- _WORK TASK_
In the records that come next, find every line with "supports". Return those lines.

Stored data:
Start of Block

PR #3060, opened 2018-10-13
Remove J9 project specific arraycopy code on X86

0dvictor:
J9 project specific code related to ArrayCopy has been deprecated,
removing them.

### DIFF
--- a/compiler/x/codegen/OMRTreeEvaluator.cpp
+++ b/compiler/x/codegen/OMRTreeEvaluator.cpp
@@ -2280,39 +2280,29 @@ static void arraycopyForShortConstArrayWithoutDirection(TR::Node* node, TR::Regi
 
 TR::Register *OMR::X86::TreeEvaluator::arraycopyEvaluator(TR::Node *node, TR::CodeGenerator *cg)
    {
-   if (node->isReferenceArrayCopy() && !node->isNoArrayStoreCheckArrayCopy())
-      {
-      return TR::TreeEvaluator::VMarrayStoreCheckArrayCopyEvaluator(node, cg);
-      }
-   // There are two cases.
-   // In the first case we know that a simple memmove or memcpy operation can
-   // be done. For this case there are 3 children:
-   //    1) The byte source pointer
-   //    2) The byte destination pointer
-   //    3) The byte count
+   // There are two variants of TR::arraycopy: one has 5 children, the other has 3 children. Details can be found from
+   // compiler/il/ILOpCodeProperties.hpp
    //
-   // In the second case we must generate run-time tests to see if a simple
-   // byte copy can be done or if an element-by-element copy is needed.
-   // For this case there are 5 children:
-   //    1) The original source object reference
-   //    2) The original destination object reference
-   //    3) The byte source pointer
-   //    4) The byte destination pointer
-   //    5) The byte count
+   // In most, if not all, cases, the 5-child variant requires language specific semantics, which OMR is not aware of. The fact 
+   // that a 5-child arraycopy is generated indicates at least one of the first two children must be needed when performing the
+   // copy; otherwise a 3-child arraycopy should be generated instead. Interpreting the meanings of the first two children 
+   // definitely requires language specific semantics. For example, the first two children may be for dealing with an arraycopy 
+   // where the Garbage Collector may need to be notified about the copy or something to that affect.
    //
+   // Therefore, this OMR evaluator only handles the 3-child variant, is an operation equivalent to C++'s std::memmove().
+   // Should a downstream project need the 5-child variant evaluator, it needs to override this evaluator in its own TreeEvaluator,
+   // and delegates the 3-child variant back to this evaluator by calling OMR::TreeEvaluatorConnector::arraycopyEvaluator.
+
+   TR_ASSERT_FATAL(node->getNumChildren() == 3, "This evaluator is for the 3-child variant of arraycopy.");
 
    // ALL nodes need be evaluated to comply argument evaluation order;
    // since size node is the last node, its evaluation can be delayed for further optimization
-   TR::Node* sizeNode = node->getLastChild();
-   for (int32_t i = 0; i < node->getNumChildren()-1; i++)
-      {
-      cg->evaluate(node->getChild(i));
-      }
+   TR::Node* srcNode  = node->getChild(0); // the address of memory to copy from
+   TR::Node* dstNode  = node->getChild(1); // the address of memory to copy to
+   TR::Node* sizeNode = node->getChild(2); // the size of memory to copy, in bytes
 
-   TR::Register* srcReg = cg->allocateRegister();
-   TR::Register* dstReg = cg->allocateRegister();
-   generateRegRegInstruction(MOVRegReg(), node, srcReg, node->getChild(node->getNumChildren() - 3)->getRegister(), cg);
-   generateRegRegInstruction(MOVRegReg(), node, dstReg, node->getChild(node->getNumChildren() - 2)->getRegister(), cg);
+   TR::Register* srcReg = cg->gprClobberEvaluate(srcNode, MOVRegReg());
+   TR::Register* dstReg = cg->gprClobberEvaluate(dstNode, MOVRegReg());
 
    TR::DataType dt = node->getArrayCopyElementType();
    uint32_t elementSize = 1;
@@ -2358,8 +2348,9 @@ TR::Register *OMR::X86::TreeEvaluator::arraycopyEvaluator(TR::Node *node, TR::Co
       }
    else
       {
-      TR::Register* sizeReg = TR::TreeEvaluator::intOrLongClobberEvaluate(sizeNode, TR::TreeEvaluator::getNodeIs64Bit(sizeNode, cg), cg);
-      if (TR::Compiler->target.is64Bit() && !TR::TreeEvaluator::getNodeIs64Bit(sizeNode, cg))
+      bool isSize64Bit = TR::TreeEvaluator::getNodeIs64Bit(sizeNode, cg);
+      TR::Register* sizeReg = cg->gprClobberEvaluate(sizeNode, MOVRegReg(isSize64Bit));
+      if (TR::Compiler->target.is64Bit() && !isSize64Bit)
          {
          generateRegRegInstruction(MOVZXReg8Reg4, node, sizeReg, sizeReg, cg);
          }
@@ -2381,16 +2372,8 @@ TR::Register *OMR::X86::TreeEvaluator::arraycopyEvaluator(TR::Node *node, TR::Co
 
    cg->stopUsingRegister(dstReg);
    cg->stopUsingRegister(srcReg);
-#ifdef J9_PROJECT_SPECIFIC
-   if (node->isReferenceArrayCopy())
-      {
-      TR::TreeEvaluator::generateWrtbarForArrayCopy(node, cg);
-      }
-#endif
-   for (int32_t i = 0; i < node->getNumChildren()-1; i++)
-      {
-      cg->decReferenceCount(node->getChild(i));
-      }
+   cg->decReferenceCount(dstNode);
+   cg->decReferenceCount(srcNode);
    return NULL;
    }
 
@@ -4108,12 +4091,6 @@ OMR::X86::TreeEvaluator::tabortEvaluator(TR::Node *node, TR::CodeGenerator *cg)
    //TODO: Find a way to detect the real abort reason here
    generateImmInstruction(XABORT, node, 0x04, cg);
    return NULL;
-   }
-
-TR::Register *
-OMR::X86::TreeEvaluator::VMarrayStoreCheckArrayCopyEvaluator(TR::Node*, TR::CodeGenerator*)
-   {
-   return 0;
    }
 
 bool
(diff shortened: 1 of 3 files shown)


andrewcraik:
It worries me that the 5 child variant of arraycopy has no OMR support on x86 from what I can see - am I right that the only arraycopy evaluator is a primitive arraycopy evaluator? Yet I still see supports reference array copy being set by the OMR codegen. The need for a 5 child copy is an OMR-level concept so I'm not sure why we are removing all mention of it?

If it is a case that the 5 child copy is not supported in OMR because the semantics are too language specific at the very least the comments about the 5 child copy existing should not be expunged so that people generating these and finding no evaluator know they need to implement it. Having a hook point for them to implement may also remain a good idea - hence why there was a stub for it...

0dvictor:
> It worries me that the 5 child variant of arraycopy has no OMR support on x86 from what I can see - am I right that the only arraycopy evaluator is a primitive arraycopy evaluator? Yet I still see supports reference array copy being set by the OMR codegen. The need for a 5 child copy is an OMR-level concept so I'm not sure why we are removing all mention of it?

Good point. The 3-child variant should not mean primitive arraycopy. I've updated the comments to avoid this confusion. Now the it states there are two variants of arraycopy, but OMR can only do the 3-child variant and downstream project should take care of the 5-child variant.

> Yet I still see supports reference array copy being set by the OMR codegen.

This is a good question. In fact OMR does not fully support reference array copy. I'm not sure declaring such compatibility is proper in OMR.

> If it is a case that the 5 child copy is not supported in OMR because the semantics are too language specific at the very least the comments about the 5 child copy existing should not be expunged so that people generating these and finding no evaluator know they need to implement it.

Yes, 5-child arraycopy cannot be supported in OMR because language specific semantics is required to interpret the first two children. The fact that a 5-child arraycopy is generated indicates at least one of the first two children must needed when performing the copy; otherwise a 3-child arraycopy should be generated instead.

> Having a hook point for them to implement may also remain a good idea - hence why there was a stub for it...

IMO, the empty stub is more confusing than useful. It looks more like a uncompleted default behavior rather than an internal API that a downstream project should implement.
Anyway, the hook point is not need at all. A downstream project should override `arraycopyEvaluator` and do the language specific work. It can also choose to delegate handling of the 3-child variant to back to OMR. OpenJ9 has an example that OpenJ9's arraycopy evaluator checks if the arraycopy type and delegates back to OMR when necessary.
https://github.com/eclipse/openj9/blob/fa48180f21facc6ac1156a31d97adc5512d2c1ef/runtime/compiler/x/codegen/J9TreeEvaluator.cpp#L1513

andrewcraik:
Can we keep the comment that describes the meaning of the children - that is a very useful thing that has been purged...

andrewcraik:
I'm fine with OMR not supporting it but we probably need to move the support for reference array copy setting out of OMR for consistency. We should also then make sure that the comment in the arraycopyEvaluator tells you that you need to set the flag to indicate support for the 5-child variant when when you want it.

I think it also bears mentioning in the comment why the 5 child version needs language specific semantics - eg that it is to deal with array copies where the garbage collector may need to be told about the copy being done or something to that affect.

0dvictor:
> Can we keep the comment that describes the meaning of the children - that is a very useful thing that has been purged...

Good point. Description of the meaning of the children is very useful; however, such description already exists in "compiler/il/ILOpCodeProperties.hpp". I feel duplicating the information is redundant and  reduces maintainability. I have added comments to direct readers where to find this information.
https://github.com/eclipse/omr/blob/de7e6dc30504cb34cade6c98a7637483938ec5c8/compiler/il/ILOpCodeProperties.hpp#L9863-L9884 

> I'm fine with OMR not supporting it but we probably need to move the support for reference array copy setting out of OMR for consistency.

For sure, we should move the setting out of OMR; however, it is beyond the scope of this pull request. OMR doesn't fully support reference arraycopy even without this pull request. Therefore, relocating the settings isn't related to this pull request. I'll create a separate pull request to move it out.

> We should also then make sure that the comment in the arraycopyEvaluator tells you that you need to set the flag to indicate support for the 5-child variant when when you want it.

I'm not sure if "5-child arraycopy" is an interchangeable concept to "reference arraycopy". The 3-child variant may be used for copying `TR_Address` under certain conditions. On the other side, a downstream project may need use the 5-child variant for copying primitive arrays in theory. Therefore, I feel improper to mention "reference arraycopy" in this evaluator.

> I think it also bears mentioning in the comment why the 5 child version needs language specific semantics - eg that it is to deal with array copies where the garbage collector may need to be told about the copy being done or something to that affect.

Good suggestion, comments have been updated accordingly.

compiler/x/codegen/OMRTreeEvaluator.cpp
```diff
@@ -2249,39 +2249,29 @@ static void arraycopyForShortConstArrayWithoutDirection(TR::Node* node, TR::Regi
...
-   //    5) The byte count
+   // In most, if not all, cases, the 5-child variant requires language specific semantics, which OMR is not aware of.
+   // The fact that a 5-child arraycopy is generated indicates at least one of the first two children must needed when
+   // performing the copy; otherwise a 3-child arraycopy should be generated instead. Interpreting the meanings of the
+   // first two children definitely requires language specific semantics. For example, the first two children may be for
+   // dealing with arraycopy where Garbage Collector may need be notified about the copy or something to that affect.
    //
+   // Therefore, this OMR evaluator only handles the 3-child variant, is an operation equivalent to C++'s std::memmove().
+   // Should a downstream project need the 5-child variant evaluator, it need override this evaluator in its own TreeEvaluator,
+   // and delegates the 3-child variant back to this evaluator by calling OMR::TreeEvaluatorConnector::arraycopyEvaluator.
```
andrewcraik: The upward delegation should be through the TR namespace for the composition model with extensible classes to work properly I think.

compiler/x/codegen/OMRTreeEvaluator.cpp
```diff
@@ -2249,39 +2249,29 @@ static void arraycopyForShortConstArrayWithoutDirection(TR::Node* node, TR::Regi
...
-   // In the second case we must generate run-time tests to see if a simple
-   // byte copy can be done or if an element-by-element copy is needed.
-   // For this case there are 5 children:
-   //    1) The original source object reference
-   //    2) The original destination object reference
-   //    3) The byte source pointer
-   //    4) The byte destination pointer
-   //    5) The byte count
+   // In most, if not all, cases, the 5-child variant requires language specific semantics, which OMR is not aware of.
+   // The fact that a 5-child arraycopy is generated indicates at least one of the first two children must needed when
```
andrewcraik: must _be_ needed - should we mention the feature flags gating the evaluator here?

compiler/x/codegen/OMRTreeEvaluator.cpp
```diff
@@ -2249,39 +2249,29 @@ static void arraycopyForShortConstArrayWithoutDirection(TR::Node* node, TR::Regi
...
+   // performing the copy; otherwise a 3-child arraycopy should be generated instead. Interpreting the meanings of the
+   // first two children definitely requires language specific semantics. For example, the first two children may be for
+   // dealing with arraycopy where Garbage Collector may need be notified about the copy or something to that affect.
```
andrewcraik: with _an_ arraycopy where _the_ Garbage Collector may need _to_ be notified

compiler/x/codegen/OMRTreeEvaluator.cpp
```diff
@@ -2249,39 +2249,29 @@ static void arraycopyForShortConstArrayWithoutDirection(TR::Node* node, TR::Regi
...
    //
+   // Therefore, this OMR evaluator only handles the 3-child variant, is an operation equivalent to C++'s std::memmove().
+   // Should a downstream project need the 5-child variant evaluator, it need override this evaluator in its own TreeEvaluator,
```
andrewcraik: it _needs to_ override

andrewcraik:
Ok I had a few grammar edits on the comments - I see your point about not reproducing the documentation - at least mentioning the variants and that the first two children are special addresses my concern in regards to giving people that context when the first find themselves looking at this evaluator. We might want to consider a comment on the feature flags gating the generation of the versions so people know what they are and how they relate to the evaluator.

compiler/x/codegen/OMRTreeEvaluator.cpp
0dvictor: Updated.

compiler/x/codegen/OMRTreeEvaluator.cpp
0dvictor: Updated.

compiler/x/codegen/OMRTreeEvaluator.cpp
0dvictor: Updated.

0dvictor:
> Ok I had a few grammar edits on the comments - I see your point about not reproducing the documentation - at least mentioning the variants and that the first two children are special addresses my concern in regards to giving people that context when the first find themselves looking at this evaluator. 

Thank you and the comments have been updated.

> We might want to consider a comment on the feature flags gating the generation of the versions so people know what they are and how they relate to the evaluator.

Good suggestion. I added this into "ILOpCodeProperties.hpp" since I feel it makes more sense to find such information right besides its specs.

compiler/x/codegen/OMRTreeEvaluator.cpp
andrewcraik: @0dvictor please fix this comment

andrewcraik:
I think this now makes sense and is the right balance of OMR support, OMR guidance, and not having language specific implementation in OMR. @0xdaryl I'd appreciate your thoughts.

compiler/x/codegen/OMRTreeEvaluator.cpp
0dvictor: Sorry that I forgot to response this comments. I believe OMR is the correct namespace when the upward delegation needs to call this OMR implementation.
Here is two examples in OpenJ9:
https://github.com/eclipse/openj9/blob/fc85619c5e2df8bd045a6aa94d169b55461fcd15/runtime/compiler/codegen/J9CodeGenerator.cpp#L572
https://github.com/eclipse/openj9/blob/fc85619c5e2df8bd045a6aa94d169b55461fcd15/runtime/compiler/codegen/J9CodeGenPhase.cpp#L151

andrewcraik:
ping to @vijaysun-omr as the owner since this has been sitting for a while now - thoughts on this change?

compiler/x/codegen/OMRTreeEvaluator.cpp
0xdaryl: Yes, calling the version in `OMR::TreeEvaluatorConnector` is the correct way to call the parent project's implementation.

compiler/x/codegen/OMRTreeEvaluator.cpp
```diff
@@ -2249,39 +2249,29 @@ static void arraycopyForShortConstArrayWithoutDirection(TR::Node* node, TR::Regi
...
+   // that a 5-child arraycopy is generated indicates at least one of the first two children must be needed when performing the
+   // copy; otherwise a 3-child arraycopy should be generated instead. Interpreting the meanings of the first two children 
+   // definitely requires language specific semantics. For example, the first two children may be for dealing with an arraycopy 
+   // where the Garbage Collector may need to be notified about the copy or something to that affect.
    //
+   // Therefore, this OMR evaluator only handles the 3-child variant, is an operation equivalent to C++'s std::memmove().
+   // Should a downstream project need the 5-child variant evaluator, it needs to override this evaluator in its own TreeEvaluator,
+   // and delegates the 3-child variant back to this evaluator by calling OMR::TreeEvaluatorConnector::arraycopyEvaluator.
+
+   TR_ASSERT(node->getNumChildren() == 3, "This evaluator is for the 3-child variant of arraycopy.");
```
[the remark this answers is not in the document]
0dvictor: Good suggestion, it has been updated.

0xdaryl:
@genie-omr build xlinux,win

fjeremic:
> Is there a plan to remove/sink 5-child arraycopy support to J9 for non-x86 platforms? I'd hate to introduce an asymmetry amongst the code generators. At the very least create an umbrella issue to track this work please. @gita-omr @fjeremic

@r30shah given your recent work in the area can you tackle this one? Let's open up an item to track (one in OMR and one on our board).

r30shah:
@fjeremic  Just opened up issue : https://github.com/eclipse/omr/issues/3179 contains short summary of what is needed. Changes just requires some trivial shuffling.

0xdaryl:
Thanks @fjeremic.  I'm not going to merge this until I hear from Power (@gita-omr) or see an issue tracking this on Power.

gita-omr:
> Thanks @fjeremic. I'm not going to merge this until I hear from Power (@gita-omr) or see an issue tracking this on Power.

Going through the comments right now. Generally, would appreciate a bit more background in the description or some summary at the end.

gita-omr:
@0xdaryl I created a P issue.

0dvictor:
The original intention was to cleanup X86's `arraycopy` evaluator by removing J9-project-specific code for the following three reasons:
1. A downstream project specific code shouldn't exist in OMR;
2. These J9-project-specific code in `arraycopy` evaluator have been deprecated by OpenJ9; they are not used anymore;
3. Cleaning these up allows further cleanup in OpenJ9.

In the discussion of the pull request, it is concluded that handling 5-child variant of `arraycopy`
 always requires project-specific logic that OMR is hardly aware of, and hence 5-child variant related logic should be sunk to downstream projects.

PR #3406, opened 2018-12-27
AArch64: Fix code generation of isub

knn-k:
There is a case where isubEvaluator() for aarch64 generates wrong
"addw" instruction.  This commit fixes it.


knn-k:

End of Block

- _ANSWER TO THIS PROBLEM_
It worries me that the 5 child variant of arraycopy has no OMR support on x86 from what I can see - am I right that the only arraycopy evaluator is a primitive arraycopy evaluator? Yet I still see supports reference array copy being set by the OMR codegen. The need for a 5 child copy is an OMR-level concept so I'm not sure why we are removing all mention of it?
> It worries me that the 5 child variant of arraycopy has no OMR support on x86 from what I can see - am I right that the only arraycopy evaluator is a primitive arraycopy evaluator? Yet I still see supports reference array copy being set by the OMR codegen. The need for a 5 child copy is an OMR-level concept so I'm not sure why we are removing all mention of it?
> Yet I still see supports reference array copy being set by the OMR codegen.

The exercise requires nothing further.